● **Task details**: From the line with "to static method" to the line with "Thank you for fixing this !", retype every line exactly, including those two, and leave out the rest of the data below.

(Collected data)
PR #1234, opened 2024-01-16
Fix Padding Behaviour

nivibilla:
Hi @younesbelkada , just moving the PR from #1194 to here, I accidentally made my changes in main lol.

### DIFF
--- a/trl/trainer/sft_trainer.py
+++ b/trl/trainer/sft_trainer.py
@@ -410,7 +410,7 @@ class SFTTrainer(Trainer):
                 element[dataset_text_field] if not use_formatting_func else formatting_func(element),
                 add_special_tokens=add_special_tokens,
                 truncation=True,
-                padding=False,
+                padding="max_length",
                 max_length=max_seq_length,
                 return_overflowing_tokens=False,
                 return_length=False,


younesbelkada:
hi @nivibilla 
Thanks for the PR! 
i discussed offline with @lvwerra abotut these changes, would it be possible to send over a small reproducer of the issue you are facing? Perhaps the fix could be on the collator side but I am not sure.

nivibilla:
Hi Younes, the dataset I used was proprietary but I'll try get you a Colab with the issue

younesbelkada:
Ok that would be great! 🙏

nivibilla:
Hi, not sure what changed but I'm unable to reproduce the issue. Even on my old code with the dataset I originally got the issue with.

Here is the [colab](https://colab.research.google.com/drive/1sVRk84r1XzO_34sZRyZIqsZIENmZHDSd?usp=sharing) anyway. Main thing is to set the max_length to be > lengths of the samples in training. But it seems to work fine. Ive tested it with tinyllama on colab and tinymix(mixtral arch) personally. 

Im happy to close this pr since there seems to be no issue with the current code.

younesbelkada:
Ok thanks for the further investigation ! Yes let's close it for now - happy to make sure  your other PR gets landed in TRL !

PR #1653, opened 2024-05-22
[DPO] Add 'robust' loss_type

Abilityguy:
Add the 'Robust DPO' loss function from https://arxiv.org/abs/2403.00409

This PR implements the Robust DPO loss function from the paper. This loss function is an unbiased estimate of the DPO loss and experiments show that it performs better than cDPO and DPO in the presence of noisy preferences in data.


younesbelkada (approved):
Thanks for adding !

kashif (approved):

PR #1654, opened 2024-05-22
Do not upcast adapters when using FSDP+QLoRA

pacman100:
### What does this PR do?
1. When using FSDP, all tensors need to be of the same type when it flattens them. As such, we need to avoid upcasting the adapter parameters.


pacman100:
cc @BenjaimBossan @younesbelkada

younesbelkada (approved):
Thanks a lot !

...

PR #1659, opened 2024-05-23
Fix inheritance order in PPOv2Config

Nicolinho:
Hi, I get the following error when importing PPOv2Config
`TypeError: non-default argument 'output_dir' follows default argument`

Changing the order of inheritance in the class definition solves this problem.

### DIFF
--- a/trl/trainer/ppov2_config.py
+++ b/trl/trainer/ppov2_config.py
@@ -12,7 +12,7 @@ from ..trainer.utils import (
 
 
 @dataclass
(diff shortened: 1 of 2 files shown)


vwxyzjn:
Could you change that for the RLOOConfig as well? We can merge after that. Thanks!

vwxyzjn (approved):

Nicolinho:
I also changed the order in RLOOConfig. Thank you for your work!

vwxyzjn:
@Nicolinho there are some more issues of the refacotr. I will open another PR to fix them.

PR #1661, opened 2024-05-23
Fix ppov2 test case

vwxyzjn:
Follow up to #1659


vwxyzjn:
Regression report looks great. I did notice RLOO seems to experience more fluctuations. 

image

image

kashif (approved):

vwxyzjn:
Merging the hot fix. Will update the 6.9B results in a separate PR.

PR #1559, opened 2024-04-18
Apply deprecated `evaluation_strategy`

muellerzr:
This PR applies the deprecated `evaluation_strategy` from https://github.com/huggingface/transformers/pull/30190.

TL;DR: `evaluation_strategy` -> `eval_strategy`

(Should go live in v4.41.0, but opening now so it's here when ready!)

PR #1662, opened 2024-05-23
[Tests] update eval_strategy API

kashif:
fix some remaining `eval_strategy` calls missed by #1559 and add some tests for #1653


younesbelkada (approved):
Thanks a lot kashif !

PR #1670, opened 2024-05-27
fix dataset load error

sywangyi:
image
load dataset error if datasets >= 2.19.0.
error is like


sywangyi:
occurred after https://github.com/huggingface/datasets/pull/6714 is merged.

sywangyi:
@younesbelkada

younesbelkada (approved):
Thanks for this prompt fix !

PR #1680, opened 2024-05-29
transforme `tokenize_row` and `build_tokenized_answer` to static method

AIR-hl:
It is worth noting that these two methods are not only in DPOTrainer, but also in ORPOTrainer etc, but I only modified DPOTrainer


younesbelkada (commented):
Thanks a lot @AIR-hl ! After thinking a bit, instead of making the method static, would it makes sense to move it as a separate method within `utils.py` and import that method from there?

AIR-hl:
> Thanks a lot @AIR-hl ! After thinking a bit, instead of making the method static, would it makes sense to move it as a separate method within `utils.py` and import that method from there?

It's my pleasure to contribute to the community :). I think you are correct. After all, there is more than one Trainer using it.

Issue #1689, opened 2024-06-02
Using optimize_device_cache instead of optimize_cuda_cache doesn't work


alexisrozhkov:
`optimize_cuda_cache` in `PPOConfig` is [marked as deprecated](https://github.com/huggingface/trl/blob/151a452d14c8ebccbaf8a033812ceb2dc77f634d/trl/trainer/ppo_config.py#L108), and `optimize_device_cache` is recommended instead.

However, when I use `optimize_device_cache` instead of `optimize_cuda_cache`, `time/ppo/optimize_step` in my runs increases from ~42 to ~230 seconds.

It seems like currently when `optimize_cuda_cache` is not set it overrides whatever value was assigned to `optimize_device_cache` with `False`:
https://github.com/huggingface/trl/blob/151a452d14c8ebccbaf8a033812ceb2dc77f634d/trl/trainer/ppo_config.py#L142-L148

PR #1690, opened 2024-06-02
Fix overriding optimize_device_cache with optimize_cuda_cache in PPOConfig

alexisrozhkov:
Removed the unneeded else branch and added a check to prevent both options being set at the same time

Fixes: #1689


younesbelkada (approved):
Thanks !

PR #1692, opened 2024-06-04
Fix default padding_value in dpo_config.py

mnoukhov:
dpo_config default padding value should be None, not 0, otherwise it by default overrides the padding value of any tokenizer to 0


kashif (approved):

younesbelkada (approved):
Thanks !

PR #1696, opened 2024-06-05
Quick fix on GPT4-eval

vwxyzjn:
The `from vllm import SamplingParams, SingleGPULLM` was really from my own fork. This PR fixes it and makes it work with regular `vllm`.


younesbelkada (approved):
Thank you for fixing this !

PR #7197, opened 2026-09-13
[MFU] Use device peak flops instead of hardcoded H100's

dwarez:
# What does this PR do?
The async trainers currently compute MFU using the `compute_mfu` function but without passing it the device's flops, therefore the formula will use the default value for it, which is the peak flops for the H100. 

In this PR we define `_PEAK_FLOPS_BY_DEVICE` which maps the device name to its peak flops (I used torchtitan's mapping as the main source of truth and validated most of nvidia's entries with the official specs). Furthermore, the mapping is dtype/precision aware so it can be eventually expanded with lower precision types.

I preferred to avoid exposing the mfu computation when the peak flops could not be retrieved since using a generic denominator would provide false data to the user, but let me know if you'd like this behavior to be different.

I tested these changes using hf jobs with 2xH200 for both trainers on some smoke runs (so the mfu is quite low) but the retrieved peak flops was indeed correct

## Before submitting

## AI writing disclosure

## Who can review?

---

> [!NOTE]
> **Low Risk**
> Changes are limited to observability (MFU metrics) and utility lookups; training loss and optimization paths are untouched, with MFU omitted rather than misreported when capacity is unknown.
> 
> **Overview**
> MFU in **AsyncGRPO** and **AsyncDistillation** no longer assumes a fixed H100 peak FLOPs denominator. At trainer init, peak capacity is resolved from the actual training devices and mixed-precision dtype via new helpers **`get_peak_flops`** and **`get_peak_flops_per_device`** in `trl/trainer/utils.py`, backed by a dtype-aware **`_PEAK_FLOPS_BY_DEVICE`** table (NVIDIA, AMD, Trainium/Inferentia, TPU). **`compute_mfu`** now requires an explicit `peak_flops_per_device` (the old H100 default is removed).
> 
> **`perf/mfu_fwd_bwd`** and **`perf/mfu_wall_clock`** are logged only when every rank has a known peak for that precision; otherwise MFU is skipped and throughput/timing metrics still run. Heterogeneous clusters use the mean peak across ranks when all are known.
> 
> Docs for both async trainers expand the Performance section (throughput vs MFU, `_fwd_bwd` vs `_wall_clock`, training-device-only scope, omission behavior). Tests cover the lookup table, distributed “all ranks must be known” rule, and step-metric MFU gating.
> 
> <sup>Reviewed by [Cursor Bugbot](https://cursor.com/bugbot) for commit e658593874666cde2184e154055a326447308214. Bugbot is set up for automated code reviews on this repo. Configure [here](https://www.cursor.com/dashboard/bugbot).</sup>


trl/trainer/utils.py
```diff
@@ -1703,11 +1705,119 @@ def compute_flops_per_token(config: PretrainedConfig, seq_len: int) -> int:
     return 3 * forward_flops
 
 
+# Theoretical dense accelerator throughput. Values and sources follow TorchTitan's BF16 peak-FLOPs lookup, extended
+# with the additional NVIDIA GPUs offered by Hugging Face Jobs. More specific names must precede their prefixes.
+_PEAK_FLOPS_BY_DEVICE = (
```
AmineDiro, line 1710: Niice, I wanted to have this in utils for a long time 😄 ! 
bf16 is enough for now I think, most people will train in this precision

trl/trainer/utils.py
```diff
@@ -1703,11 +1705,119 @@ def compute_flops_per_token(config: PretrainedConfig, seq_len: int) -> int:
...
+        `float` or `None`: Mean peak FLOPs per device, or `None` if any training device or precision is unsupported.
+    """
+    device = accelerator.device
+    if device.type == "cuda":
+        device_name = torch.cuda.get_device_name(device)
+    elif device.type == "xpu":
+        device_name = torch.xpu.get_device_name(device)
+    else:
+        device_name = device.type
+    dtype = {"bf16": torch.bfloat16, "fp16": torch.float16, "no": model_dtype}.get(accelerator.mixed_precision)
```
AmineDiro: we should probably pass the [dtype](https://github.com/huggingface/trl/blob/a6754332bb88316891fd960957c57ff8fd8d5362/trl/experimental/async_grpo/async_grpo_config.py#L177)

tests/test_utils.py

● **Reply to the task**:
transforme `tokenize_row` and `build_tokenized_answer` to static method

AIR-hl:
It is worth noting that these two methods are not only in DPOTrainer, but also in ORPOTrainer etc, but I only modified DPOTrainer


younesbelkada (commented):
Thanks a lot @AIR-hl ! After thinking a bit, instead of making the method static, would it makes sense to move it as a separate method within `utils.py` and import that method from there?

AIR-hl:
> Thanks a lot @AIR-hl ! After thinking a bit, instead of making the method static, would it makes sense to move it as a separate method within `utils.py` and import that method from there?

It's my pleasure to contribute to the community :). I think you are correct. After all, there is more than one Trainer using it.

Issue #1689, opened 2024-06-02
Using optimize_device_cache instead of optimize_cuda_cache doesn't work


alexisrozhkov:
`optimize_cuda_cache` in `PPOConfig` is [marked as deprecated](https://github.com/huggingface/trl/blob/151a452d14c8ebccbaf8a033812ceb2dc77f634d/trl/trainer/ppo_config.py#L108), and `optimize_device_cache` is recommended instead.

However, when I use `optimize_device_cache` instead of `optimize_cuda_cache`, `time/ppo/optimize_step` in my runs increases from ~42 to ~230 seconds.

It seems like currently when `optimize_cuda_cache` is not set it overrides whatever value was assigned to `optimize_device_cache` with `False`:
https://github.com/huggingface/trl/blob/151a452d14c8ebccbaf8a033812ceb2dc77f634d/trl/trainer/ppo_config.py#L142-L148

PR #1690, opened 2024-06-02
Fix overriding optimize_device_cache with optimize_cuda_cache in PPOConfig

alexisrozhkov:
Removed the unneeded else branch and added a check to prevent both options being set at the same time

Fixes: #1689


younesbelkada (approved):
Thanks !

PR #1692, opened 2024-06-04
Fix default padding_value in dpo_config.py

mnoukhov:
dpo_config default padding value should be None, not 0, otherwise it by default overrides the padding value of any tokenizer to 0


kashif (approved):

younesbelkada (approved):
Thanks !

PR #1696, opened 2024-06-05
Quick fix on GPT4-eval

vwxyzjn:
The `from vllm import SamplingParams, SingleGPULLM` was really from my own fork. This PR fixes it and makes it work with regular `vllm`.


younesbelkada (approved):
Thank you for fixing this !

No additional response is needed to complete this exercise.